::: Records for this task :::

PR #3663, opened 2020-06-28
Disallow mouse input from primary touch on PassThroughInputManagers

frenzibyte:
Actually doesn't seem testable as there's no way to distinguish between whether a redundant input has been applied and whether not, as mouse input from touch will be produced in order from bottom-child up to top-parent.

But makes sense either way to put this toggle for things to be as expected.

### DIFF
--- a/osu.Framework/Input/InputManager.cs
+++ b/osu.Framework/Input/InputManager.cs
@@ -128,6 +128,11 @@ namespace osu.Framework.Input
 
         private readonly Dictionary<JoystickAxisSource, JoystickAxisEventManager> joystickAxisEventManagers = new Dictionary<JoystickAxisSource, JoystickAxisEventManager>();
 
+        /// <summary>
+        /// Whether to produce mouse input on any primary touch input.
+        /// </summary>
+        protected virtual bool MapMouseToPrimaryTouch => true;
+
         protected InputManager()
         {
             CurrentState = CreateInitialState();
@@ -593,8 +598,7 @@ namespace osu.Framework.Input
                 case TouchStateChangeEvent touchChange:
                     HandleTouchStateChange(touchChange);
 
-                    // primary touch mapped to mouse.
-                    if (touchChange.Touch.Source == TouchSource.Touch1)
+                    if (MapMouseToPrimaryTouch && touchChange.Touch.Source == TouchSource.Touch1)
                     {
                         new MousePositionAbsoluteInput { Position = touchChange.Touch.Position }.Apply(CurrentState, this);
                         new MouseButtonInput(MouseButton.Left, touchChange.State.Touch.IsActive(touchChange.Touch.Source)).Apply(CurrentState, this);
--- a/osu.Framework/Input/InputManager.cs
+++ b/osu.Framework/Input/InputManager.cs
@@ -569,6 +569,21 @@ namespace osu.Framework.Input
                 manager.HandleButtonStateChange(e.State, active ? ButtonStateChangeKind.Pressed : ButtonStateChangeKind.Released);
         }
 
+        /// <summary>
+        /// Handles primary touch state change event to produce mouse input from.
+        /// </summary>
+        /// <param name="e">The primary touch state change event.</param>
+        /// <returns>Whether mouse input has been performed accordingly.</returns>
+        protected virtual bool HandleMouseTouchStateChange(TouchStateChangeEvent e)
+        {
+            if (!MapMouseToPrimaryTouch)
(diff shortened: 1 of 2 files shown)


osu.Framework/Input/PassThroughInputManager.cs
```diff
@@ -25,6 +25,8 @@ namespace osu.Framework.Input
     /// </remarks>
     public class PassThroughInputManager : CustomInputManager, IRequireHighFrequencyMousePosition
     {
+        protected override bool MapMouseToPrimaryTouch => !UseParentInput;
```
smoogipoo, line 28: This looks very weird to me. So someone can derive PTIM themselves and set this to true and break things?

Maybe a better way is to expose a `HandlePrimaryTouchStateChange` method that is derived by PTIM to do this.

peppy: Wouldn't that still allow breakage? Isn't `sealed` what you're looking for?

smoogipoo: I don't think `sealed` is appropriate, because you're pretty much always going to be using PTIM in code. Therefore it could be desirable to _also_ have this as an option that the user can override.

The way I see it is:
```
IM:
    virtual void HandlePrimaryTouchStateChange():
        if (!MapMouseToPrimaryTouch)
            return;

PTIM:
    override void HandlePrimaryTouchStateChange():
        return;
```

I don't see how that allows breakage. If the user's then overriding it themselves and doing some crazy custom stuff then they take full responsibility for what they're doing - the important part is that it's not PTIM or IM that's breaking things.

peppy: i'm not a huge fan of base blocking, prefer sealed bool myself. i can't think of a case you'd want to toggle it back on a PassThroughInputManager..

smoogipoo: Actually now I'm not sure I agree with the implementation in this PR at all. It seems like this would completely stop touch events from propagating as primary mouse button, but what about `ManualInputManager`? We probably do want it to propagate appropriately there, so I feel like this needs to be tied specifically to when input is received from a parent?

peppy: I haven't checked the content of the PR, but your explanation is how it should behave, correct.

frenzibyte: > I don't think sealed is appropriate, because you're pretty much always going to be using PTIM in code. Therefore it could be desirable to also have this as an option that the user can override.

Yeah good thinking with that, will switch to using that (with slight renaming in `HandlePrimaryTouchStateChange` to being `HandleMouseTouchStateChange` along with xmldoc explaining, and also returning `bool`)

> It seems like this would completely stop touch events from propagating as primary mouse button, but what about ManualInputManager? We probably do want it to propagate appropriately there, so I feel like this needs to be tied specifically to when input is received from a parent?

@smoogipoo I can't get what you mean exactly by that, can you please explain further? what do you mean by "this would completely stop touch event from propagating as primary mouse button", `ManualInputManager` should propagate correctly, when manually enqueuing input, it would automatically switch `UseParentInput` to `false`.

smoogipoo: > it would automatically switch `UseParentInput` to `false`

Gotcha, that's fine then.

osu.Framework/Input/InputManager.cs
```diff
@@ -128,6 +128,11 @@ public Drawable DraggedDrawable
 
         private readonly Dictionary<JoystickAxisSource, JoystickAxisEventManager> joystickAxisEventManagers = new Dictionary<JoystickAxisSource, JoystickAxisEventManager>();
 
+        /// <summary>
+        /// Whether to produce mouse input on any primary touch input.
+        /// </summary>
+        protected virtual bool MapMouseToPrimaryTouch => true;
```
smoogipoo, line 134: I'm not sure this is useful. I mentioned it as option (2) in https://github.com/ppy/osu-framework/issues/3667#issuecomment-651014453, but it isn't really going to allow that since it'd have to be applied to `UserInputManager` to make any difference, right? Which is too large of a scope.

peppy: once a marker interface is present, it could be blocked at pass through managers too via this flag, right?

smoogipoo: Yeah that's true.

:::

▶ _Task_
Lines holding the word "going" are the answer; copy every one from the records above.

▶ _Answer to the problem_
smoogipoo: I don't think `sealed` is appropriate, because you're pretty much always going to be using PTIM in code. Therefore it could be desirable to _also_ have this as an option that the user can override.
frenzibyte: > I don't think sealed is appropriate, because you're pretty much always going to be using PTIM in code. Therefore it could be desirable to also have this as an option that the user can override.
smoogipoo, line 134: I'm not sure this is useful. I mentioned it as option (2) in https://github.com/ppy/osu-framework/issues/3667#issuecomment-651014453, but it isn't really going to allow that since it'd have to be applied to `UserInputManager` to make any difference, right? Which is too large of a scope.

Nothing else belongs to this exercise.